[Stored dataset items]
↓
PR #1256, opened 2020-08-24
ICU-21157 Fix test code

FrankYFTang:
Change from using u_austrcpy to aescstrdup

##### Checklist

- [X] Issue filed: https://unicode-org.atlassian.net/browse/ICU-21157
- [X] Issue accepted
- [X] Tests included

### DIFF
--- a/icu4c/source/test/cintltst/cloctst.c
+++ b/icu4c/source/test/cintltst/cloctst.c
@@ -6707,28 +6707,28 @@ static void checkTerminating(const char* locale, const char* inLocale)
     status = U_ZERO_ERROR;
     int32_t length = uloc_getDisplayName(
         locale, inLocale, buff, preflight_length + 1, &status);
-    char cbuff[256];
-    u_austrcpy(cbuff, buff);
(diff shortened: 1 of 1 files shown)


jefgen:
Thanks you for the really quick fix! :)

icu4c/source/test/cintltst/cloctst.c
```diff
@@ -6742,7 +6742,7 @@ static void checkTerminating(const char* locale, const char* inLocale)
     status = U_ZERO_ERROR;
     length = uloc_getDisplayName(
         locale, inLocale, buff, preflight_length, &status);
-    u_austrcpy(cbuff, buff);
+    u_austrncpy(cbuff, buff, length);
```
markusicu, line 6745: The other problem with all of these is that the test code is reading from `buff` even when `U_FAILURE(status)` which means that there may be nothing but garbage in the buffer. It would be better to do something like

```
const char *cbuff = U_SUCCESS(status) ? aescstrdup(buff, length) : "(undefined when failure)";
```

PR #1257, opened 2020-08-24
ICU-21246 Handle kilogram SI prefix correctly

hugovdm:
Fix kilogram parsing: ignore 'kilogram' as a stem, we have 'gram'.

Failures in the added unit test before the fix: withSIPrefix resulted
in 'microkilogram', and kilogram's prefix was considered to be
"ONE" (i.e. 10^0).

##### Checklist

- [X] Issue filed: https://unicode-org.atlassian.net/browse/ICU-21246
- [ ] Issue accepted
- [X] Tests included

### DIFF
--- a/icu4c/source/i18n/measunit_extra.cpp
+++ b/icu4c/source/i18n/measunit_extra.cpp
@@ -14,6 +14,7 @@
 
 #include "charstr.h"
 #include "cmemory.h"
+#include "cstring.h"
 #include "measunit_impl.h"
 #include "resource.h"
 #include "uarrsort.h"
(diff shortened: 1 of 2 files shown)


icu4c/source/i18n/measunit_extra.cpp
```diff
@@ -240,6 +241,13 @@ void U_CALLCONV initUnitExtras(UErrorCode& status) {
     TableKeysSink identifierSink(gSimpleUnits, simpleUnitsCount);
     ures_getAllItemsWithFallback(unitsBundle.getAlias(), "convertUnits", identifierSink, status);
     for (int i = 0; i < simpleUnitsCount; i++) {
+        if (uprv_strcmp(gSimpleUnits[i], "kilogram") == 0) {
```
sffc, line 244: I have a slight preference for putting this check inside of the resource sink (TableKeysSink), such that `"kilogram"` doesn't get added to gSimpleUnits in the first place.

hugovdm: "TableKeysSink" being conceived of as generic and reusable ("just collect the keys from a table"), this would be making it more "custom" (and less likely to be promoted as a possibly shared utility). I'll think on this a bit longer - it would at least need a new narrower name.

PR #1260, opened 2020-08-25
ICU-21035 Replace backward compatibility locale_getKeywords() function.

roubert:
By updating the last 3 callers to do dynamic memory allocation instead,
the fixed memory buffer function becomes obsolete.

### DIFF
--- a/icu4c/source/common/locid.cpp
+++ b/icu4c/source/common/locid.cpp
@@ -102,12 +102,6 @@ typedef enum ELocalePos {
     eMAX_LOCALES
 } ELocalePos;
 
-U_CFUNC int32_t locale_getKeywords(const char *localeID,
-            char prev,
-            char *keywords, int32_t keywordCapacity,
-            UBool valuesToo,
-            UErrorCode *status);
-
 U_CDECL_BEGIN
 //
 // Deleter function for Locales owned by the default Locale hash table/
@@ -1416,8 +1410,6 @@ UnicodeKeywordEnumeration::~UnicodeKeywordEnumeration() = default;
 StringEnumeration *
 Locale::createKeywords(UErrorCode &status) const
 {
-    char keywords[256];
-    int32_t keywordCapacity = sizeof keywords;
     StringEnumeration *result = NULL;
 
     if (U_FAILURE(status)) {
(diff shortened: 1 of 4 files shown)


icu4c/source/common/locid.cpp
```diff
@@ -102,11 +102,12 @@ typedef enum ELocalePos {
     eMAX_LOCALES
 } ELocalePos;
 
-U_CFUNC int32_t locale_getKeywords(const char *localeID,
-            char prev,
-            char *keywords, int32_t keywordCapacity,
-            UBool valuesToo,
-            UErrorCode *status);
+void U_EXPORT2
+_getKeywords(const char *localeID,
```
↑
For each line of the entries that holds the word "checkTerminating", pull that line out.

SOLUTION TO THIS TASK:
@@ -6707,28 +6707,28 @@ static void checkTerminating(const char* locale, const char* inLocale)
@@ -6742,7 +6742,7 @@ static void checkTerminating(const char* locale, const char* inLocale)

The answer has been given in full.